No. The answer lies in the fact that the Jewish state was then under Roman control and John used the Roman reckoning of time, which began at midnight. The "sixth hour" in John's reckoning was 6 in the morning. However, the Jewish method of timekeeping started from that time of the morning, counting it as the first hour of the day. So the sixth hour of the day according to Jewish reckoning was noon.

The crucifixion occurred between the sixth and ninth hours of the day—Jewish time. Thus, the four Gospel accounts do not contradict; instead they complement each other.

Answers may not be readily apparent

What about other scriptural passages that contain apparent discrepancies? Some of these are the result of faulty translations; some Bible translations are simply more accurate than others in rendering particular verses. With other passages the difficulties may be more substantial.

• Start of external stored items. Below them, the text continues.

PR #2216, opened 2022-07-15
Can’t view documents embedded by students in a discussion

idevainstr:
refs: MBL-16152
affects: Student, Teacher
release note: Fixed can’t view documents embedded by students in a discussion.
test plan: See ticket.

<table>
<tr><th>Before</th><th>After</th></tr>
<tr>
<td></td>
<td></td>
</tr>
</table>

PR #2850, opened 2024-07-30
Fix 403 API responses triggering a token renewal

vargaat:
### What happened?
- Upon app start we initialize pandata that makes an API call to the backend to start a pandata session.
- In case an account has no pandata set up the API call is rejected with a 403 Developer key not registered.
- During a [bug fix](https://github.com/instructure/canvas-ios/pull/2216/files) in the past we mistakenly defined the 403 response code as unauthorised and thus eligible for a token refresh and retry.
- Upon logging into the no pandata account the app instantly renewed the access token.
- The old access token was invalidated since a new one was created and because of this in-flight API calls failed with error 401.
- These 401 API calls again renewed the access token causing another round of invalid access token API calls which renewed the token again.
- This cascade of token renewals quickly depleted the token refresh quota of the account so our requests automatically got rejected due to the frequent usage of this API.
- Our logic waits only 1 sec before retrying an API call that was rejected due to the quota being exhausted but this time wasn't enough for this account so the app tried to renew the token every 1 sec to infinity.

### Solutions
- There are multiple implementation quirks in the API.swift file that caused this event to happen. (For example API calls not being paused in case one was throttled down or the hardcoded 1 sec waiting time.) Fixing these would be much more complex and error prone than fixing the issue which triggered this event.
- I reverted the previous fix (linked above) and made the app not to renew the token in case a 403 was received. This broke the previous fix so I had to apply another -this time correct- fix.

refs: MBL-17768
release note: none

test plan:
- See ticket for test account.
- Log in a few times and check if there multiple calls to `/login/oauth2/token` after you have logged in.
- Since this fix modifies the logic of how file downloads are re-tried also test if a user's personal file added as an URL to a page opens correctly when logged in with a different user.
- For this log in with my student.
- Go to Pages and open "Mary's page".
- This contains a link to an image uploaded by another user.
- Tapping the link should open the image (instead of giving a permission error).

## Checklist

- [ ] Tested on phone
- [ ] Tested on tablet

### DIFF
--- a/Core/Core/API/APIError.swift
+++ b/Core/Core/API/APIError.swift
@@ -19,10 +19,10 @@
 import Foundation
 
 public enum HttpError {
-    static let unauthorized = 1000
-    static let forbidden = 1001
-    static let notFound = 1002
-    static let unexpected = 2000
+    public static let unauthorized = 1000
+    public static let forbidden = 1001
+    public static let notFound = 1002
+    public static let unexpected = 2000
 }
 
 public enum APIError: LocalizedError {
--- a/Core/Core/Extensions/ErrorExtensions.swift
+++ b/Core/Core/Extensions/ErrorExtensions.swift
@@ -19,9 +19,16 @@
 import Foundation
 
 public extension Error {
-
+    
     var isFrameLoadInterrupted: Bool {
-        let nsError = self as NSError
-        return nsError.domain == "WebKitErrorDomain" && nsError.code == 102
+        nsError.domain == "WebKitErrorDomain" && nsError.code == 102
+    }
+
+    var isForbidden: Bool {
+        nsError.domain == NSError.Constants.domain && nsError.code == HttpError.forbidden
+    }
+
+    private var nsError: NSError {
+        self as NSError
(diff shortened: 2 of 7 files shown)


inst-danger:

</details>

inst-danger:

</details>

inst-danger:

</details>

inst-danger:
<table>
  <thead>
    <tr>
      <th width="50"></th>
    </tr>
  </thead>
  <tbody><tr>
      <td>:warning:</td>
      <td>This pull request will not generate a release note.</td>
    </tr>
  </tbody>
</table>


#### Affected Apps: Student, Teacher, Parent

[MBL-17768](https://instructure.atlassian.net/browse/MBL-17768)

**Canvas iOS** | 91.63% | 91.63% | 0.01%
<p align="right">
  Generated by :no_entry_sign: <a href="https://danger.systems/js">dangerJS</a> against ff3bde5c0b304661190de68a11b25c071f1751c7
</p>

szabinst (approved):
QA + 1

PR #2883, opened 2024-09-06
Update video poster generation logic

vargaat:
### What happened?
- Studio videos failed to sync in case a video had only audio track.
- The reason was that the thumbnail generation failed for such videos that interrupted the studio sync as a whole.

### What changed?
- I updated the thumbnail generation logic so it can't make the outer reactive stream fail.
- Errors instead are reported to Crashlytics for this step.
- The thumbnail generation error for audio only videos is swallowed now, it's safe to ignore it.
- I unified the error descriptions so they will be properly grouped in Crashlytics.
- The thumbnail generation code was extracted to a standalone entity.

refs: MBL-17853
affects: Student
release note: Fixed Studio videos not loading in offline mode in case a video only has audio track.

test plan:
- See ticket for account details.
- Sync the course containing audio only studio video.
- Go offline mode.
- Studio videos should load.

## Checklist

- [ ] Tested on phone
- [ ] Tested on tablet

### DIFF
--- a/Core/Core/Studio/Model/StudioAPIAuthInteractor.swift
+++ b/Core/Core/Studio/Model/StudioAPIAuthInteractor.swift
@@ -20,12 +20,16 @@ import Combine
 import CombineExt
 import WebKit
 
-public enum StudioAPIAuthError: Error {
+public enum StudioAPIAuthError: String, Error {
     case failedToGetLTIs
     case failedToGetTokenFromWebView
     case failedToGetAPIBaseURL
     case studioLTINotFound
     case failedToGetLaunchURL
+
+    var localizedDescription: String {
+        "\(Self.self).\(self)"
+    }
 }
 
 public protocol StudioAPIAuthInteractor {
--- a/Core/Core/Studio/Model/StudioVideoPosterInteractor.swift
+++ b/Core/Core/Studio/Model/StudioVideoPosterInteractor.swift
@@ -1,0 +1,81 @@
+//
+// This file is part of Canvas.
+// Copyright (C) 2024-present  Instructure, Inc.
+//
+// This program is free software: you can redistribute it and/or modify
+// it under the terms of the GNU Affero General Public License as
+// published by the Free Software Foundation, either version 3 of the
+// License, or (at your option) any later version.
+//
+// This program is distributed in the hope that it will be useful,
+// but WITHOUT ANY WARRANTY; without even the implied warranty of
+// MERCHANTABILITY or FITNESS FOR A PARTICULAR PURPOSE.  See the
+// GNU Affero General Public License for more details.
+//
+// You should have received a copy of the GNU Affero General Public License
+// along with this program.  If not, see <https://www.gnu.org/licenses/>.
+//
+
+import Foundation
+
+public protocol StudioVideoPosterInteractor {
+
+    /// - returns: The URL of the poster file. Nil if it wasn't created due to an error.
+    func createVideoPosterIfNeeded(
+        isVideoCached: Bool,
+        mediaFolder: URL,
+        videoFile: URL
+    ) -> URL?
+}
+
+public class StudioVideoPosterInteractorLive: StudioVideoPosterInteractor {
+    public typealias PosterFactory = (_ videoFile: URL, _ posterLocation: URL) throws -> Void
+
+    private let analytics: Analytics
+    private let posterFactory: PosterFactory
+
+    /// - parameters:
+    ///   - analytics: Since poster creation is not a blocker step we don't throw any errors from here only report them to analytics.
+    ///   - posterFactory: For testing purposes. Live implementation should have a default value for this parameter.
+    public init(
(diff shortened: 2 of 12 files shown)


inst-danger:

</details>

inst-danger:
<table>
  <thead>
    <tr>
      <th width="50"></th>
    </tr>
  </thead>
  <tbody><tr>
      <td>:no_entry_sign:</td>
    </tr>
  </tbody>
</table>



#### Release Note: 
Fixed Studio videos not loading in offline mode in case a video only has audio track.

#### Affected Apps: Student

[MBL-17853](https://instructure.atlassian.net/browse/MBL-17853)

<details><summary>:x: XCTest failed: CoreTests/StudioVideoPosterInteractorLiveTests/testSkipsPosterGenerationIfVideoIsCached</summary>


    XCTAssertEqual failed: ("Optional(file:///Users/vagrant/Library/Developer/CoreSimulator/Devices/46C95008-E0C7-49E6-A4C1-8EFF7538A1C1/data/Containers/Data/Application/3BD672A6-28C6-4EEF-B154-B48595FC7E1E/tmp/CoreTestCase/123/poster.png)") is not equal to ("nil")
</details>

<p align="right">
  Generated by :no_entry_sign: <a href="https://danger.systems/js">dangerJS</a> against 8b09863f032dd16870419c2b2fce2336bd225028
</p>

szabinst (commented):
I synced with an older app version with Tamas's account linked in the ticket and it successfully completed. (It should have failed if I'm correct.)

When I installed this version and tried to sync, the sync starts but progress doesn't show on the dashboard and I just get a notification when it's done. 

Tried logging out, reinstalling, didn't help.

vargaat:
> I synced with an older app version with Tamas's account linked in the ticket and it successfully completed. (It should have failed if I'm correct.)

The studio sync failure is not reflected in the overall offline sync status. In this case the offline sync successfully completes while the studio sync fails in the background. If you check the studio video in offline mode it shouldn't display with an older app version. An error log is also generated in the debug menu for the failed studio sync.

> When I installed this version and tried to sync, the sync starts but progress doesn't show on the dashboard and I just get a notification when it's done.
> 
> Tried logging out, reinstalling, didn't help.

I've also seen such behavior earlier. For me the sync banner didn't display and one thread was waiting on a managed object context to perform a write block on the context's queue. We could investigate this further if it's a common issue.

szabinst:
> The studio sync failure is not reflected in the overall offline sync status.

Right, I forgot that part. 

About the banner not showing up, this is my first time seeing this behaviour so I thought this PR might have something to do with it.

Core/Core/Studio/Model/StudioAPIAuthInteractor.swift
```diff
@@ -20,12 +20,16 @@ import Combine
...
+public enum StudioAPIAuthError: String, Error {
     case failedToGetLTIs
     case failedToGetTokenFromWebView
     case failedToGetAPIBaseURL
     case studioLTINotFound
     case failedToGetLaunchURL
+
+    var localizedDescription: String {
+        "\(Self.self).\(self)"
+    }
```
szabinst, line 32: I would rather call this `stringValue` or something because localizedDescription is usually a full sentence that could be even used for user facing error handling.

szabinst (changes requested):
Functionality wise works good, I only had 1 remark.

Core/Core/Studio/Model/StudioVideoPosterInteractor.swift
```diff
@@ -0,0 +1,81 @@
...
+        if isVideoCached {
+            return posterLocation
+        }
+
+        do {
+            try posterFactory(videoFile, posterLocation)
+        } catch let error {
+            if error.isSourceTrackMissing == false {
+                // report
+                analytics.logError(name: "asd")
```
rh12, line 67: `"asd"`?

vargaat: Ooops.

Core/Core/Studio/Model/StudioAPIAuthInteractor.swift
vargaat: Good thinking. The main reason I chose this is because every Error has the `localizedDescription` field so when you catch unknown error types you are still safe to use this field. If we create a custom property you have to know if this error type will be thrown or not at a higher level and check for its type so you can call the error's custom property. In this case this error is just one of the many types that can be caught in `CourseSyncStudioMediaInteractorLive`. I think we are on the safe side regarding not putting this error in front of users since we rarely put errors directly in front of them mainly because `localizedDescription`s are awfully formatted and not user friendly.
What I could come up with is an error protocol that has an `analyticsDescription` or something similar so handling of all the different types would be reduced to one but we would still be required to add this custom logic to every place where we want to extract the error's description.

szabinst (approved):
QA + 1

rh12 (approved):
Code review +1

PR #2886, opened 2024-09-10
Demo Component: Selection Drop Down

suhaibabsi-inst:
This PR is to demo the amount of code required to consolidate selection components of Custom Picker screen into a single one. 

#### One important note:
For single selection component, if we are aiming to reduce the code footprint in the calling sites by using `DropDownSelector` variation, we might end up sacrificing animation as we are relying on using `fullScreenCover` to bring up a global screen-wide container. This is open for other proposals if it serves the goal. 

#### Before

https://github.com/user-attachments/assets/2b66b3a7-d7ef-42aa-8376-f88177539832

#### After

https://github.com/user-attachments/assets/f1721c80-f93d-4ab9-8a71-863b4c0a48f6


suhaibabsi-inst:
Please note that this note a proposal. This is demo to weigh in positives and negatives of using such approach.
Personally, I would always prefer using native components as much as possible, and even when it means repeating some of the code to adapt to a custom context (`SelectionMenu` as an example.). 

But would go on developing custom component at absolute necessity.

suhaibabsi-inst:
Closing as the original PR was merged.

PR #2890, opened 2024-09-13
Calendar Event Edit confirmation

rh12:
refs: [MBL-17861](https://instructure.atlassian.net/browse/MBL-17861)
affects: Student
release note: none

## What's changed
Added confirmation for updating recurring calendar events.
Some cases are considered invalid, and backend responds via HTTP status code 400 and a message in such cases.
These localized, user facing error messages are displayed to the user instead of the generic save error message.
Some of the cases (probably not a full list, that's why I didn't replicate this logic on client side):
- Change recurrence rule on just one instance of an event
- Update start date on all instances of an event

## Test plan
- Verify edit confirmation works just like on the web
  - different options for first event and the rest
  - (localized) error messages (see cases above and screenshots below)
- Verify confirmation is only shown for recurring events and only when editing them, not adding
- Verify changed events update in the calendar properly

## Screenshots
<table>
<tr>
<td></td>
<td></td>
</tr>
<tr>
<td></td>
<td></td>
</tr>
</table>

## Checklist
- [ ] A11y checked
- [x] Tested on phone
- [ ] Tested on tablet
- [x] Tested in dark mode
- [ ] Tested in light mode
- [ ] Approve from product

[MBL-17861]: https://instructure.atlassian.net/browse/MBL-17861?atlOrigin=eyJpIjoiNWRkNTljNzYxNjVmNDY3MDlhMDU5Y2ZhYzA5YTRkZjUiLCJwIjoiZ2l0aHViLWNvbS1KU1cifQ

### DIFF
--- a/Core/Core/Planner/CalendarEvent/Model/API/APICalendarEventRequestBody.swift
+++ b/Core/Core/Planner/CalendarEvent/Model/API/APICalendarEventRequestBody.swift
@@ -55,6 +55,7 @@ struct APICalendarEventRequestBody: Codable, Equatable {
     }
 
     let calendar_event: CalendarEvent
+    let which: APICalendarEventSeriesModificationType?
 }
 
 #if DEBUG
@@ -68,7 +69,8 @@ extension APICalendarEventRequestBody {
         location_name: String? = nil,
         location_address: String? = nil,
         time_zone_edited: String? = nil,
-        rrule: RecurrenceRule? = nil
+        rrule: RecurrenceRule? = nil,
+        which: APICalendarEventSeriesModificationType? = nil
     ) -> PostCalendarEventRequest.Body {
         .init(
             calendar_event: .init(
@@ -81,7 +83,8 @@ extension APICalendarEventRequestBody {
                 location_address: location_address,
                 time_zone_edited: time_zone_edited,
                 rrule: rrule
-            )
+            ),
+            which: which
         )
     }
 }
--- a/Core/Core/Planner/CalendarEvent/ViewModel/CalendarEventDetailsViewModel.swift
+++ b/Core/Core/Planner/CalendarEvent/ViewModel/CalendarEventDetailsViewModel.swift
@@ -74,17 +74,17 @@ public final class CalendarEventDetailsViewModel: ObservableObject {
         self.completion = completion
         self.deleteConfirmation = deleteSingleItemConfirmation
 
-        onEventSetUpdateDeleteConfirmationModel()
-        onEventSetUpdateMenuButtonVisibility(userId: userId)
+        updateDeleteConfirmationModel(onSet: event)
+        updateMenuButtonVisibility(onSet: event, userId: userId)
 
         loadData()
 
-        onEditButtonTapShowEditScreen()
-        onDeleteButtonTapDeleteEventAfterConfirmation()
+        showEditScreen(on: didTapEdit)
+        deleteEventAfterConfirmation(on: didTapDelete)
     }
 
-    private func onEventSetUpdateDeleteConfirmationModel() {
-        event
+    private func updateDeleteConfirmationModel(onSet subject: CurrentValueSubject<CalendarEvent?, Never>) {
+        subject
             .compactMap { $0 }
             .sink { [weak self] in
                 guard let self else { return }
@@ -93,8 +93,8 @@ public final class CalendarEventDetailsViewModel: ObservableObject {
             .store(in: &subscriptions)
     }
 
-    private func onEventSetUpdateMenuButtonVisibility(userId: String) {
-        event
+    private func updateMenuButtonVisibility(onSet subject: CurrentValueSubject<CalendarEvent?, Never>, userId: String) {
+        subject
             .compactMap { $0 }
             .flatMap { [weak self] in
                 return self?.canManageEvent(context: $0.context, userId: userId)
@@ -106,14 +106,14 @@ public final class CalendarEventDetailsViewModel: ObservableObject {
             .store(in: &subscriptions)
     }
 
-    private func onEditButtonTapShowEditScreen() {
-        didTapEdit
+    private func showEditScreen(on subject: PassthroughSubject<WeakViewController, Never>) {
+        subject
             .sink { [weak self] in self?.showEditScreen(from: $0) }
             .store(in: &subscriptions)
     }
 
-    private func onDeleteButtonTapDeleteEventAfterConfirmation() {
-        didTapDelete
+    private func deleteEventAfterConfirmation(on subject: PassthroughSubject<WeakViewController, Never>) {
+        subject
             .map { [weak self] in
                 self?.shouldShowDeleteConfirmation = true
                 return $0
@@ -122,7 +122,7 @@ public final class CalendarEventDetailsViewModel: ObservableObject {
                 self?.deleteConfirmation.userConfirmsOption(passdownValue: $0)
                     ?? Empty().eraseToAnyPublisher()
             }
-            .sink { [weak self] in self?.deleteToDo(option: $0.0, from: $0.1) }
+            .sink { [weak self] (option, source) in self?.deleteEvent(option: option, from: source) }
             .store(in: &subscriptions)
     }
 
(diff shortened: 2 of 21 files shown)


inst-danger:

</details>

Core/Core/Planner/CalendarEvent/ViewModel/EditCalendarEventViewModel.swift
```diff
@@ -357,14 +353,77 @@ final class EditCalendarEventViewModel: ObservableObject {
...
+                return editConfirmation.userConfirmsOption()
+                    .map { $0 }
+                    .eraseToAnyPublisher()
+            }
+            .map { [weak self] in
+                self?.state = .data(loadingOverlay: true)
+                return $0
+            }
+            .flatMap { [weak self] in
+                (self?.saveAction(seriesModificationType: $0) ?? Empty().eraseToAnyPublisher())
```
suhaibabsi-inst, line 404: How about making `saveAction()` to return non-optional publisher, with `Empty()` if model doesn't exists.

```swift
private func saveAction(seriesModificationType: SeriesModificationType?) -> AnyPublisher<Void, Error> {
    guard let model else { return Empty().eraseToAnyPublisher() }
    ...
```

Core/Core/Planner/CalendarEvent/ViewModel/EditCalendarEventViewModel.swift
```diff
@@ -82,14 +84,19 @@ final class EditCalendarEventViewModel: ObservableObject {
...
                 case .add: String(localized: "We couldn't add your Event at this time. You can try it again.", bundle: .core)
                 case .edit: String(localized: "We couldn't save your Event at this time. You can try it again.", bundle: .core)
                 }
             }(),
             buttonTitle: String(localized: "OK", bundle: .core)
         )
-    }()
+    }
+
+    var editConfirmation: ConfirmationViewModel<SeriesModificationType> = .init()
```
suhaibabsi-inst, line 99:
```suggestion
    var editConfirmation = ConfirmationViewModel<SeriesModificationType>()
```

Core/Core/Planner/CalendarEvent/ViewModel/EditCalendarEventViewModel.swift
```diff
@@ -108,6 +115,8 @@ final class EditCalendarEventViewModel: ObservableObject {
     private var selectedCalendar = CurrentValueSubject<CDCalendarFilterEntry?, Never>(nil)
     /// Returns true if any of the fields had been modified once by the user. It doesn't compare values.
     private var isFieldsTouched: Bool = false
+    private let wasEventPartOfSeries: Bool
```
suhaibabsi-inst, line 118: Why not `isEventPartOfSeries`?

Core/Core/Planner/CalendarEvent/ViewModel/CalendarEventDetailsViewModel.swift
```diff
@@ -93,8 +93,8 @@ public final class CalendarEventDetailsViewModel: ObservableObject {
             .store(in: &subscriptions)
     }
 
-    private func onEventSetUpdateMenuButtonVisibility(userId: String) {
-        event
+    private func updateMenuButtonVisibility(onSet subject: CurrentValueSubject<CalendarEvent?, Never>, userId: String) {
```
suhaibabsi-inst, line 96: the argument `onSet` is quite confusing to me. It makes expect that some `Set` value is being passed to it. 
Can we rename to `on` as we have on other methods.

Core/Core/Planner/CalendarEvent/ViewModel/CalendarEventDetailsViewModel.swift
```diff
@@ -74,17 +74,17 @@ public final class CalendarEventDetailsViewModel: ObservableObject {
...
 
-        onEditButtonTapShowEditScreen()
-        onDeleteButtonTapDeleteEventAfterConfirmation()
+        showEditScreen(on: didTapEdit)
+        deleteEventAfterConfirmation(on: didTapDelete)
     }
 
-    private func onEventSetUpdateDeleteConfirmationModel() {
-        event
+    private func updateDeleteConfirmationModel(onSet subject: CurrentValueSubject<CalendarEvent?, Never>) {
```
suhaibabsi-inst, line 86: Here as well, can we rename argument name to be `on` rather `onSet`. 
Or, `onSubject` for more expressive one.

suhaibabsi-inst (commented):
Thanks you @rh12 !
I left few minor comments for your consideration.

Core/Core/Planner/CalendarEvent/Model/API/APICalendarEventRequestBody.swift
```diff
@@ -55,6 +55,7 @@ struct APICalendarEventRequestBody: Codable, Equatable {
     }
 
     let calendar_event: CalendarEvent
+    let which: APICalendarEventSeriesModificationType?
```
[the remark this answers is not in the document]
rh12: Since this is a DTO, here I would stick with the same naming backend uses

Core/Core/Planner/CalendarEvent/ViewModel/EditCalendarEventViewModel.swift
rh12: Because of the `weak self` we would still need to fallback to `Empty()` here as well. That's why I would keep it simply `nil` in the helper method's `guard`.

Core/Core/Planner/CalendarEvent/ViewModel/EditCalendarEventViewModel.swift
rh12: I tired to indicate (along with it being a `let`) that this is about the initial state of the event.
The present state may be different (ie.: user changes to "Does not repeat")

Core/Core/Planner/CalendarEvent/ViewModel/CalendarEventDetailsViewModel.swift
rh12: The distinction I was trying to make here, was that `on: ` is to be used for actions (like `didTapButton`), while `onSet:` or `onChange:` is to be used for what are basically values. Strictly speaking both kind are just publishers, but one conveys an action, the other an assignment or change of a value.
With `onSet` instead of `onChange`, I tried to be explicit that the update happens for each assignment, not just for changes. But I'm not fully against using just `onChange` in these value cases.
I decided against `onSetOf` and `onChangeOf`, but maybe that would make it more clear.

Core/Core/Planner/CalendarEvent/ViewModel/CalendarEventDetailsViewModel.swift
rh12: Same as above

Core/Core/Planner/CalendarEvent/ViewModel/CalendarEventDetailsViewModel.swift
suhaibabsi-inst: Yes, I think `onChange` would be more readable to me.

Core/Core/Planner/CalendarEvent/ViewModel/EditCalendarEventViewModel.swift
suhaibabsi-inst: Will this differentiation seems overkill to me. 😄
It is just the use of present tense is more common in code. If you were to reason about the use of this in a given context, it is very unlikely that you'd worry about how that was set in the past, rather what would be the value of it at present. In code, it could be a bad thing if a piece of it might have a wide implications outside it.

rh12: The point is, that we should not use the present value of `isPartOfSeries`.
Renaming to `isInitialEventPartOfSeries` for more clarity.

Core/Core/Planner/CalendarEvent/ViewModel/CalendarEventDetailsViewModel.swift
rh12: Updating to `onChangeOf` in both methods

suhaibabsi-inst (dismissed):
Thanks @rh12 !
Looks good to me.

vargaat (approved):
QA+1

ndrsszsz (approved):
QA +1

PR #2931, opened 2024-10-14
Enable add recipients when reply from web

Ahmed-Naguib93:
refs: [MBL-17961](https://instructure.atlassian.net/browse/MBL-17961)
affects: Teacher, Student
release note: Enabled adding recipients when replying from the web.

### Note
- I have checked the API documentation, but it's useless.
- Then I checked with the Android team, so we can do what they did.
- group_conversation must be true as static value.
- The 'Send individual message to each recipient' toggle will depend on bulk_message instead of group_conversation.

### Test plan:
1- Create a new message and enable the "Send individual message to each recipient" toggle.

2- Open the recipient's account on the web, try to reply, and add more recipients to it.

## Screenshots
Screenshot 2024-10-14 at 2 03 25 PM

## Checklist
- [ ] Tested on phone
- [ ] Tested in light mode

[MBL-17961]: https://instructure.atlassian.net/browse/MBL-17961?atlOrigin=eyJpIjoiNWRkNTljNzYxNjVmNDY3MDlhMDU5Y2ZhYzA5YTRkZjUiLCJwIjoiZ2l0aHViLWNvbS1KU1cifQ


Core/Core/Conversations/APIConversation.swift
```diff
@@ -312,7 +312,7 @@ public struct PostConversationRequest: APIRequestable {
         public let media_comment_id: String?
         public let media_comment_type: MediaCommentType?
         public let attachment_ids: [String]?
-        public let group_conversation: Bool?
+        public let group_conversation: Bool = true
         public let force_new: Bool? = nil // Setting this seems to cause the api to ignore group_conversation
```
Ahmed-Naguib93, line 316: As per the discussion with the Android team, we must set group_conversation = true.

inst-danger:
<table>
  <thead>
    <tr>
      <th width="50"></th>
    </tr>
  </thead>
  <tbody><tr>
      <td>:no_entry_sign:</td>
    </tr>
  </tbody>
</table>



#### Release Note: 
Enabled add recipients when reply from web

#### Affected Apps: Teacher, Student

[MBL-17961](https://instructure.atlassian.net/browse/MBL-17961)

<details><summary>:x: XCTest failed: CoreTests/PlannerListViewControllerTests/testLayoutParentApp</summary>


    XCTAssertEqual failed: ("Optional("Event")") is not equal to ("Optional("Assignment")")
    XCTAssertEqual failed: ("Optional("Assignment")") is not equal to ("Optional("Event")")
</details>

<p align="right">
  Generated by :no_entry_sign: <a href="https://danger.systems/js">dangerJS</a> against 079dd5618cd1229b6ee3ea7d577f87d7aa6fc5d7
</p>

Core/Core/Inbox/ComposeMessage/ViewModel/ComposeMessageViewModel.swift
```diff
@@ -430,16 +430,15 @@ final class ComposeMessageViewModel: ObservableObject {
             subject = title
         }
         let isExceedsRecipientsLimit = recipientIDs.count > maxRecipientCount
-        let groupConversation = isExceedsRecipientsLimit ? true : !sendIndividual
+        let groupConversation = isExceedsRecipientsLimit ? true : sendIndividual
```
rh12, line 433:
```suggestion
        let bulkMessage = isExceedsRecipientsLimit ? true : sendIndividual
```

rh12 (changes requested):
Sanity check: are we sure that with these changes, the toggle state during disabling and the info message still makes sense?

Core/Core/Conversations/APIConversation.swift
szabinst: Is there no use case where we might want this set to false?

Ahmed-Naguib93: @szabinst yes, we set it true for ever.

Ahmed-Naguib93:
> Sanity check: are we sure that with these changes, the toggle state during disabling and the info message still makes sense?

@rh12  Thanks for your comment. Yes, the logic has changed slightly after we set group_conversation = true permanently. Now, we only check for bulkMessage. I have tested sending messages to over 100 recipients as well as fewer, and it works fine.

Core/Core/Conversations/APIConversation.swift
rh12: Even then, shouldn't this `true` be set by the UseCase? And tested there?
cc @szabinst

@Ahmed-Naguib93 Could you please provide some explanation why is this always true and comment that in code? My understanding is the following:
`group_conversation` is set to `true` in all cases, for legacy reasons. This matches Android behavior.
`bulk_messages` governs whether a message is sent individually or not

szabinst: I'd also move this to the UseCase level and add comment.

rh12 (approved):
QA + 1

This PR also fixes the [issue](https://instructure.slack.com/archives/G01GBRGPKQC/p1729583780246509) where some new messages were put into existing, but unrelated threads.

vargaat (approved):
QA+1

In any case, we should not be alarmed at what appear to be errors in the Bible. There are answers and solutions to these passages that may not be readily apparent. As noted Bible scholar Gleason Archer writes:

"As I have dealt with one apparent discrepancy after another and have studied the alleged contradictions between the biblical record and the evidence of linguistics, archaeology, or science, my confidence in the trustworthiness of Scripture has been repeatedly verified and strengthened by the discovery that almost every problem in Scripture that has ever been discovered by man, from ancient times until now, has been dealt with in a completely satisfactory manner by the biblical text itself—or else by objective archaeological information . . .

"There is a good and sufficient answer in Scripture itself to refute every charge that has ever been leveled against it. But this is only to be expected from the kind of book the Bible asserts itself to be, the inscripturation of the infallible, inerrant Word of the Living God" (Encyclopedia of Bible Difficulties, 1982, p. 12).

The Bible is the Word of God, and we can depend on it as the Book that illuminates the pathway to salvation. It is reliable. The apostle Paul wrote that "all Scripture is given by inspiration of God" (2 Timothy 3:16). Jesus said that "the Scripture cannot be broken" (John 10:35).

This is a promise from Jesus Christ on which we can rely and in which we can place our complete confidence. So, when we read the Bible, let us be assured that we are indeed reading a book that is divinely inspired and contains the full backing of the Eternal and Almighty God, who desires to give us the salvation the book promises us.

A little research with commentaries and other Bible helps can usually resolve Bible difficulties.